START Provided material

PR #1250, opened 2023-03-29
test: correctly restore root login on ostree

jelly:
The third parameter of write_file is append but instead we want to invoke a post restore action.


martinpitt (approved):
Oops! Are the failures all flakes?

jelly:
> Oops! Are the failures all flakes?

Yes, we have a ton of flakes... which I can't seem to reproduce locally.

PR #1241, opened 2023-03-23
test: debug check if pods are really not started yet

jelly:
We should probably do:

```
             if not isinstance(state, list):
                 state = [state]
-            b.wait(lambda: b.text(sel + " td[data-label=State]") in state)
+            with b.wait_timeout(10):
+                b.wait(lambda: b.text(sel + " td[data-label=State]") in state)
```

But let's verify.

PR #1251, opened 2023-03-29
test: don't lower test timeouts to 5

jelly:
Our normal test timeout is 15, for restarting containers the timeout of 5 is not enough and it flakes occasionally.

context: https://github.com/cockpit-project/cockpit-podman/pull/1241#issuecomment-1488363794

Be aware, we have more flakes, but let's tackle them off one by one


jelly:
Alright this still flakes, but not for testLifeCycleOperations!

martinpitt (approved):
Thanks! Retried the flakes.

PR #1254, opened 2023-03-30
Use orientation instead of deprecated isVertical

jelly:
PatternFly deprecated isVertical in favour of the orientation property.

https://www.patternfly.org/v4/components/divider/#divider


martinpitt (approved):
Thanks!

PR #1256, opened 2023-03-30
Show HealthCheck Failure action in container details

tomasmatus:
image


src/ContainerHealthLogs.jsx
```diff
@@ -35,12 +35,20 @@ const format_nanoseconds = (ns) => {
     return cockpit.format(cockpit.ngettext("$0 second", "$0 seconds", seconds), seconds);
 };
 
+const HealthcheckOnFailureActionText = {
+    none: _("No action"),
+    restart: _("Restart"),
+    stop: _("Stop"),
+    kill: _("Force stop"),
+};
```
jelly, line 43: Ah right, the API wants integers for creation, and returns strings when we request it...

tomasmatus: when do you think API will change the returned string?  :)

jelly:
Please update the pixel tests https://cockpit-logs.us-east-1.linodeobjects.com/pull-1256-20230331-155645-4bd0fc64-fedora-37/log.html

jelly:
Sorry @tomasmatus as I merged the sort containers PR you'll need to regenerate the pixel tests again :(

jelly (dismissed):

KKoukiou:
The new testHealthsystem test is very flaky. Checking this locally now

KKoukiou (dismissed):

garrett:
I was just made aware of this; I didn't realize we'd say "failure action" in the UI when it isn't failing. That's a problem. Had I seen this earlier, I would've suggested calling it something else here and in the create container dialog. :disappointed:

garrett (approved):
Looks good now! Thanks for the string update.

Please also update the same label in the "Create container" modal dialog as well, either as a separate commit here or in a follow-up PR that would land at the same time. Thanks!

garrett:
(Oh ... and we should probably update the release notes and merge the two halves into one item on the notes... or at least update the create modal screenshot with the new text there too!)

tomasmatus:
> Please also update the same label in the "Create container" modal dialog as well, either as a separate commit here or in a follow-up PR that would land at the same time. Thanks!

Done in separate commit on this branch

> (Oh ... and we should probably update the release notes and merge the two halves into one item on the notes... or at least update the create modal screenshot with the new text there too!)

@KKoukiou pinging you because this is probably something you should do when finishing the release. Thank you!

KKoukiou (approved):

PR #10669, opened 2024-09-16
chore(ci_visibility): use two-pass procedure for code instrumentation in Python 3.10

vitor-de-araujo:
As my project for Innovation Week, I experimented with a more efficient way to do code coverage instrumentation in Python 3.10 (the idea is to apply this logic to the other versions in the future; I did it on Python 3.10 because it's what we use in dogweb).

The idea is to make all jumps fixed-size by emitting a fixed number of `EXTENDED_ARG` instructions before each jump, regardless of whether they are strictly necessary or not. This allows the jump targets to be rewritten in-place, without worrying that a new jump target might increase the number of `EXTENDED_ARG`s needed, which in turn would change the offsets of following instructions, which would change the jump targets, which might increase the number of `EXTENDED_ARGS`, and so on.

In this way, the instrumentation can be written as a two-pass procedure: first the instrumented bytecode is emitted with placeholders for the jump targets, and then the placeholders are patched with the final offsets of the jump targets. The algorithm is further explained in a long comment in the code.

As a result of these changes, the time taken to instrument code while running the Dogweb delancie tests drops from 7.8 seconds to around 2.5 seconds (about 3x as fast). 

## Checklist

## Reviewer Checklist
- Title is accurate


emmettbutler (commented):
How's the test coverage of this functionality? Are there tests in place that will fail when it breaks?

romainkomorndatadog:
>How's the test coverage of this functionality? Are there tests in place that will fail when it breaks?

The `dd_coverage` hatch env has some tests. They're more "integration" tests than unit tests because they run in a subprocess and execute their own script, but they're good "it either works or it doesn't" tests (and they run in each version of Python that we support). 

image

That said, there's always room for improvement.

vitor-de-araujo:
Yeah, I've tried commenting out the instrumentation insertion and the tests fail, and likewise for the `seen_lines` update. But I can add more tests if needed.

romainkomorndatadog (approved):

END Provided material

▸ What you have to do
Filter the data down to the lines that contain the string "flakes", and copy them.

▸ Output for this exercise
Oops! Are the failures all flakes?
> Oops! Are the failures all flakes?
Yes, we have a ton of flakes... which I can't seem to reproduce locally.
Our normal test timeout is 15, for restarting containers the timeout of 5 is not enough and it flakes occasionally.
Be aware, we have more flakes, but let's tackle them off one by one
Alright this still flakes, but not for testLifeCycleOperations!
Thanks! Retried the flakes.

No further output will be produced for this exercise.